Exercise prompt: Verbatim, and with nothing else, reproduce the data below from its first line through the line containing "As noticed by".

Extracted records
PR #3395, opened 2021-04-20
in perform-actions, evaluate the boolean last

Goober5000:
As noticed by @naomimyselfandi, it can be useful to defer evaluation of the boolean until after all the actions have been performed, in case the FREDder wants the value to depend on the actions.

This introduces a small incompatibility, but I don't know of any mod that actually depends on the boolean being evaluated first.  In the overwhelming majority of uses, the evaluation order is agnostic.


Goober5000:
I plan to replace this PR with a more comprehensive solution.

PR #3397, opened 2021-04-20
handle weapon "None" properly

### LINKED ISSUE #3393: Assert in FRED selecting 'none' for a secondary weapon
Specifically when the last table defined weapon prior to the secondary weapons has a cargo size of 0, tripping the `size > 0.0f` assert in `get_max_ammo_count_for_bank`. `WeaponEditorDlg::OnSelchangeMissile#()` uses `m_missile1 + First_secondary_index - 1` for the weapon_info argument for `get_max_ammo_count_for_bank`, so when 'none' is selected (m_missile1 = 0), the weapon_info immediately previous to the `First_secondary_index` is used.

Pretty minor, since this has no otherwise ill effects I can tell, and requires a fairly unlikely table setup.

Goober5000:
If the secondary weapon selection is None, the ammo count will be based on an incorrect weapon.  So guard against that.

Fixes #3393.

### DIFF
--- a/fred2/weaponeditordlg.cpp
+++ b/fred2/weaponeditordlg.cpp
@@ -585,10 +585,14 @@ void WeaponEditorDlg::OnSelchangeMissile1()
 {
 	UpdateData(TRUE);
 	UpdateData(TRUE);
-	if (m_cur_item == 0) {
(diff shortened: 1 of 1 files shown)


Baezon (approved):
LGTM, like I said in the issue this is fairly minor so this can probably be deferred until after the stable.

Issue #2689, opened 2020-08-27
FR: Nebula rendering enhancements & configurability


Durandal-Thoth:
As per discussion with The_E, Goober5000, & Axem -

- [ ] 1. Ability to fade nebula poof bitmaps in and out when toggled via sexp. Again, you can add or remove the bitmaps, but they immediately appear and disappear which is quite jarring when you're trying to do a natural transition.

- [x] 2. Ability to use an RGB color pick for nebula background instead of the presets. This one is probably less important, but would make everyone's lives easier and give people more freedom in color design for their nebula missions. Incidentally this would also circumvent the need for .pcx files as a color palette for the background.

- [x] 3. Ability to configure transparency, scale, rotation, density, velocity, etc of different nebula poofs individually via nebula.tbl. Right now, nebula textures need to be created a very certain way and match the background color in order to avoid looking too janky when fading in and out at the edges of the screen (which shouldn't even really be necessary). Ability to control these parameters per bitmap would allow a wider variety of art styles to be employed. As an example, [this](https://cdn.discordapp.com/attachments/433363226105741315/748326665670754354/unknown.png) may look great as a still image, but current rendering means these high quality poofs pop in and out of existence in an unrealistic looking fashion.

Baezon:
2. Partially implemented with a SEXP `nebula-change-fog-color` in #3319, actual UI support for a color picker should be a goal for qtFRED at least, though.

3. Implemented in #3507

Goober5000:
1. Implemented in #5612

PR #3507, opened 2021-06-16
Overhaul nebula poof system

Baezon:
The old system used a 5x5x5 cube, each cell of which was occupied by a randomly selected poof from those available. While I would learn during this process that this approach comes with many subtle advantages that were difficult to capture more generally, it handles differing poof types with different sizes and view ranges very poorly, so the system is refactored to instead handle each poof type one at a time randomly generating in a well-distributed spherical range and density specific to each poof type. 

As always, default values were chosen that mimic the old behavior very very closely if the new options are not taken advantage of. The poof types come with a name, so that poof types with the same bitmap but different spawn parameters can be differentiated, by default the name is the same as the bitmap.

Additionally, rendering has been sped up significantly by using the batching system, so taking advantage of the new parameters is very cheap.

Through this process, pretty much all of those `Neb2_detail` values no longer became applicable. As it is, the detail settings will now only scale down the total number of poofs, the main thing that has much of an effect on rendering speed.

Implements the last point of #2689


code/nebula/neb.cpp
```diff
@@ -348,6 +290,26 @@ void neb2_level_init()
...
+	for (size_t i = 0; i < Poof_info.size(); i++) {
+		if (poof_is_used(i)) {
+			Poof_density_sum_square += Poof_info[i].density * Poof_info[i].density;
+			Poof_density_sum += Poof_info[i].density;
+			float dist_threshold = Poof_info[i].view_dist * (UPKEEP_DIST_MULT - 1.0f);
+			if (dist_threshold < Poof_dist_threshold)
+				Poof_dist_threshold = dist_threshold;
+		}
+	}
+	Poof_density_multiplier = Poof_density_sum_square / (Poof_density_sum * Poof_density_sum);
```
BMagnu, line 309: This will divide by 0 if all poofs are disabled. In practice, this results in the value never being read, so no issue.
However, in theory, this is undefined behaviour in C++ and should, just to be safe, be prevented.

code/nebula/neb.cpp
```diff
@@ -689,253 +653,100 @@ float neb2_get_alpha_2shell(float inner_radius, float outer_radius, float magic_
...
+
+			rand_pos.xyz.x *= gen_side_length / 2;
+			rand_pos.xyz.y *= gen_side_length / 2;
+			rand_pos.xyz.z *= gen_side_length / 2;
+
+			pos += rand_pos;
+
+			// we generated poofs in a cube, now keep only those that are within the view sphere, and weren't within the last view sphere
+			// not terribly efficient but very simple
+			if (vm_vec_dist(&eye_pos, &pos) <= (gen_side_length / 2) &&
```
BMagnu, line 724: Could / should these poofs not also be culled by being in front of the camera? You cull these later during rendering if they are behind the camera, but then they wouldn't need to be generated here as well, right?

code/nebula/neb.cpp
```diff
@@ -689,253 +653,100 @@ float neb2_get_alpha_2shell(float inner_radius, float outer_radius, float magic_
...
-}
 
-/*
- * TODO: remove this
-float max_area = 100000000.0f;
-DCF(max_area, "")
-{
-	dc_stuff_float(&max_area);
+	// cull distant poofs
+	if (!Neb2_poofs.empty()) {
```
BMagnu, line 731: This should really happen before the new poofs are generated. Otherwise, this'll just needlessly iterate over more poofs (namely all that were just generated) which are guaranteed to never need to be culled, as their generating condition is the same for them to not be culled here.

code/nebula/neblightning.cpp
```diff
@@ -498,33 +498,15 @@ void nebl_process()
...
-					s1 = 4;
-					s2 = 0;
-				}
-				if((e1 == 2) && (e2 == 2) && (e3 == 2)){
-					e1 = 0;
-					e2 = 4;
-				}
-
-			// sanity
-			} while((s1 == e1) && (s2 == e2) && (s3 == e3));
```
BMagnu, line 524: This was previously preventing any bolts with 0 length.
While the `vm_vec_dist(&start, &Eye_position) > 200.0f` check does prevent no bolts starting or ending very close to the camera, it does not prevent a bolt that is very short. Should such a short-bolt-prevention be added here, or should these potentially very short bolts be called a feature now?

BMagnu (changes requested):
Looks pretty clean overall, just some minor things.
Finally adds lots of customization to the poofs.

code/nebula/neb.cpp
Baezon: The poof upkeep is only triggered by moving the camera, and so in order to do that I would need to trigger on looking around as well. Additionally, this maintains 'stability' to the specific poofs when looking around (i.e. you see the same ones in the same positions), in general I don't value this very much, especially if it's unlikely to be noticeable, but in the situation of very large distant poofs, they can be very obvious visual landmarks and failing to keep stability when looking around could be very noticeable.

code/nebula/neb.cpp
Baezon: Ah, true. (the latter used to not be the case in previous versions)

code/nebula/neb.cpp
BMagnu: Fair point as for looking around.
Then this is absolutely fine.

BMagnu (approved):
LGTM

PR #3508, opened 2021-06-16
add bitwise operations with enums

Goober5000:
This adds `EnumAND` and `EnumOR` which will return new enums based on the specified operations.  These are handy for enums that correspond to bit fields, such as those used for object persistent sounds.

### DIFF
--- a/code/scripting/api/objs/object.cpp
+++ b/code/scripting/api/objs/object.cpp
@@ -541,16 +541,8 @@ ADE_FUNC(assignSound, l_Object, "soundentry GameSnd, [vector Offset=nil, enumera
 	auto subsys = tgsh ? tgsh->ss : nullptr;
 	if (!offset)
 		offset = &vmd_zero_vector;
-	if (enum_flags.IsValid())
-	{
+	if (enum_flags.index >= 0)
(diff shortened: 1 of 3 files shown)


code/scripting/api/objs/object.cpp
```diff
@@ -541,17 +541,9 @@ ADE_FUNC(assignSound, l_Object, "soundentry GameSnd, [vector Offset=nil, enumera
 	auto subsys = tgsh ? tgsh->ss : nullptr;
 	if (!offset)
 		offset = &vmd_zero_vector;
-	if (enum_flags.IsValid())
-	{
+	if (enum_flags.index >= 0)
```
asarium, line 544: I can't think of a way to generate the "0" value for this. Maybe it would be good to also add a `OS_NONE` enum with the value 0 so that can be specified here if not flags are desired.

asarium (approved):
Nothing wrong with the code, just something that might be useful for users of the API.

code/scripting/api/objs/object.cpp
Goober5000: That's a good point.

PR #3510, opened 2021-06-17
Add More Options to Scripted Persistent Sounds

wookieejedi:
This adds two new enums to persistent sounds which can be utilized by scripts.
1. OS_PLAY_ON_PLAYER, which allows persistent sounds to play on the player's ship.
2. OS_LOOPING_DISABLED, which allows the scripter to set the sound to play once and not have to then call `removeSound` later. Very handy for playing an assigned sound once with one line.

Tested and everything works as expected.

### DIFF
--- a/code/object/objectsnd.cpp
+++ b/code/object/objectsnd.cpp
@@ -471,8 +471,9 @@ void obj_snd_do_frame()
 	for ( osp = GET_FIRST(&obj_snd_list); osp !=END_OF_LIST(&obj_snd_list); osp = GET_NEXT(osp) ) {
 		Assert(osp != NULL);
 		objp = &Objects[osp->objnum];
-		if ( Player_obj == objp && observer_obj == Player_obj ) {
+		if ((Player_obj == objp) && (observer_obj == Player_obj) && !(osp->flags & OS_PLAY_ON_PLAYER)) {
 			// we don't play the engine sound if the view is from the player
+			// unless OS_PLAY_ON_PLAYER was set manually
 			continue;
 		}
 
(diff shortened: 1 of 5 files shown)


code/scripting/api/objs/enums.cpp
```diff
@@ -116,6 +116,9 @@ flag_def_list Enumerations[] = {
 	{"OS_SUBSYS_DEAD", OS_SUBSYS_DEAD, 0},
 	{"OS_SUBSYS_DAMAGED", OS_SUBSYS_DAMAGED, 0},
 	{"OS_SUBSYS_ROTATION", OS_SUBSYS_ROTATION, 0},
+	{"OS_PLAY_ON_PLAYER", OS_PLAY_ON_PLAYER, 0},
+	{"OS_LOOPING_DISABLED", OS_LOOPING_DISABLED, 0},
+	{"OS_STARTED_PLAYING", OS_STARTED_PLAYING, 0},
```
Goober5000, line 121: I would remove `OS_STARTED_PLAYING` from this list since it's an internal flag.  Also remove `OS_USED` for the same reason, and remove `OS_DS3D` from both this list and the #define list since it's not used anywhere at all.

code/object/objectsnd.cpp
```diff
@@ -577,7 +578,8 @@ void obj_snd_do_frame()
 
 		go_ahead_flag = TRUE;
 		float max_vol,new_vol;
-		if (!osp->instance.isValid()) {
+		// start playing if sound is invalid and looping or non-looping but has not started
+		if (!osp->instance.isValid() && (!(osp->flags & OS_LOOPING_DISABLED) || !(osp->flags & OS_STARTED_PLAYING))) {
```
Goober5000, line 582: Upon further consideration, this if() block should be augmented a bit.  We want non-looping sounds that have already played once to be removed from the object sound list.  So I suggest something like this:
```
if (!osp->instance.isValid() && (osp->flags & OS_LOOPING_DISABLED) && (osp->flags & OS_STARTED_PLAYING)) {
    list_remove(&obj_snd_list, osp);
else if  (!osp->instance.isValid()) {
```
Not 100% sure that's correct, but I think it's close.

Goober5000 (changes requested):
Looks good, but a couple things to say...

code/object/objectsnd.cpp
Goober5000: This was not only insufficient, it was in the wrong place.  Ended up rewriting this a bit.

Goober5000 (approved):
Changes addressed

wookieejedi:
All of my tests work as expected too, so will merge this at the end of the day if there are no objections.

PR #3514, opened 2021-06-18
Properly handle death due to negative hull repair rate

Baezon:
Negative `$Hull Repair Rate` is explicitly allowed, so I do think it should be supported, even if not commonly used. If the hull strength drops below 0, make sure to actually kill the ship rather let it persist in that weird negative health zombie state.


Goober5000 (approved):
:+1:

PR #3520, opened 2021-06-19
Restore original error handling of stuff_int_list

Baezon:
https://github.com/scp-fs2open/fs2open.github.com/blame/ed2cc47093f2a1b2f8bd89c54784ad5a2de49179/code/parse/parselo.cpp#L3014

Attempts to restore the original error handling of `stuff_int_list` for `WEAPON_LIST_TYPE`, `WEAPON_POOL_TYPE`, and `SHIP_INFO_TYPE`. Where `WEAPON_LIST_TYPE` would merely warn and stuff -1, and the other two would stuff nothing and produce no warning or error. This changes it to warnings in all cases but only stuffing as it did before. Erroring instead of warning is a very harsh backwards compatibility break which people have been running into, and I would like to ease if possible.

### DIFF
--- a/code/parse/parselo.cpp
+++ b/code/parse/parselo.cpp
@@ -2901,44 +2901,40 @@ size_t stuff_int_list(int *ilp, size_t max_ints, int lookup_type)
 				case SHIP_TYPE:
 					num = ship_name_lookup(str.c_str());	// returns index of Ship[] entry with name
 					if (num < 0)
-						error_display(1, "Unable to find ship %s in stuff_int_list!", str.c_str());
-
-					*buf = num;
+						error_display(0, "Unable to find ship %s in stuff_int_list!", str.c_str());
 					break;
 
 				case SHIP_INFO_TYPE:
 					num = ship_info_lookup(str.c_str());	// returns index of Ship_info[] entry with name
 					if (num < 0)
 						error_display(0, "Unable to find ship class %s in stuff_int_list!", str.c_str());
-					else
-						*buf = num;
 					break;
 
 				case WEAPON_POOL_TYPE:
 					num = weapon_info_lookup(str.c_str());
 					if (num < 0)
 						error_display(0, "Unable to find weapon class %s in stuff_int_list!", str.c_str());
-					else
-						*buf = num;
 					break;
 
 				case WEAPON_LIST_TYPE:
 					num = weapon_info_lookup(str.c_str());
 					if (num < 0 && !str.empty())
 						error_display(0, "Unable to find weapon class %s in stuff_int_list!", str.c_str());
-
-					*buf = num;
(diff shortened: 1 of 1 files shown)


code/parse/parselo.cpp
```diff
@@ -2902,36 +2902,43 @@ size_t stuff_int_list(int *ilp, size_t max_ints, int lookup_type)
 					num = ship_name_lookup(str.c_str());	// returns index of Ship[] entry with name
 					if (num < 0)
 						error_display(1, "Unable to find ship %s in stuff_int_list!", str.c_str());
```
Goober5000, line 2904: This will still display an Error.  Is that what `SHIP_TYPE` did before?

Goober5000 (commented):
Good change.  Two questions:

1) see other review comment
2) I would like to be consistent in the token handling.  Is it possible to make all the token types either stuff -1 or stuff nothing?

code/parse/parselo.cpp
Baezon: It is, yeah. It would've hard errored in that case before as well.

Baezon:
This function is used so often its hard to say whether making it consistent about what to stuff would be a good idea or not. My main priority was trying to encapsulate whatever it was doing before, which I can only speculate had good reasons for sometimes stuffing nothing and other times stuffing -1. When downgrading the severity from Error to Warning, one would expect some kind of reassurance that it is *actually* possible to proceed.

Of the two, I think stuffing nothing would probably be the safer option.

code/parse/parselo.cpp
Goober5000: Since I'm a fan of consistency, would there be any problem with making this a Warning to match the others?

Baezon: Fine by me.

Goober5000:
I would say that making it consistent *is* a good idea, because this is at the level of detail of the general contract of the function, not at the level of detail of implementation.  In other words, the programmer shouldn't need to remember which particular type handles things one way and which handles things the other way.

The odds are pretty good that there's no rhyme or reason to whether the data was stuffed or not.  All the functions were coded up separately, and there was little code reuse among the different types.  They behaved similarly, but the code showed signs of being written mostly from scratch each time.


> Of the two, I think stuffing nothing would probably be the safer option.

I think I agree.  Data types should be initialized to sensible defaults.  And, in fact, I realized that this is the convention for table files anyway - to stuff nothing because a previous tbm or tbl might have already handled it.

Baezon:
Very good points, this function should probably be as simple and straightforward as possible, and the callers can figure out any special handling they want to do if things didn't turn out the way they expected.

Goober5000 (approved):
:+1:

PR #3521, opened 2021-06-19
Bugfix type 5 shooter scale offset

Baezon:
Shooter scale offsets (that is, not target scale) should mean the offset is centered on the target but scaled to a constant angular span from the point of view of the shooter. Using just 300 meters centered on the target still has a differing angular span depending on its distance, it should directly use the distance, this way the offset scale basis is constant no matter its position.

Also should use `turret_point` like the rest of this function, `last_start` isn't necessarily valid yet.


wookieejedi (approved):
Good catch.

EatThePath:
btw I've done some playtesting with this and it does seem to work as desired without visible side effects.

Finished exercise:
PR #3395, opened 2021-04-20
in perform-actions, evaluate the boolean last

Goober5000:
As noticed by @naomimyselfandi, it can be useful to defer evaluation of the boolean until after all the actions have been performed, in case the FREDder wants the value to depend on the actions.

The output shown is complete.